PR #1347, opened 2023-01-21
New: Add Toloka.to

mynameisbogdan:
#### Database Migration
NO

#### Description
It's based on Jackett's version, but with a little more title cleanup.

....................

**Assignment**. The records shown above are to be retyped exactly, with none omitted.

**The answer**.
PR #1347, opened 2023-01-21
New: Add Toloka.to

mynameisbogdan:
#### Database Migration
NO

#### Description
It's based on Jackett's version, but with a little more title cleanup.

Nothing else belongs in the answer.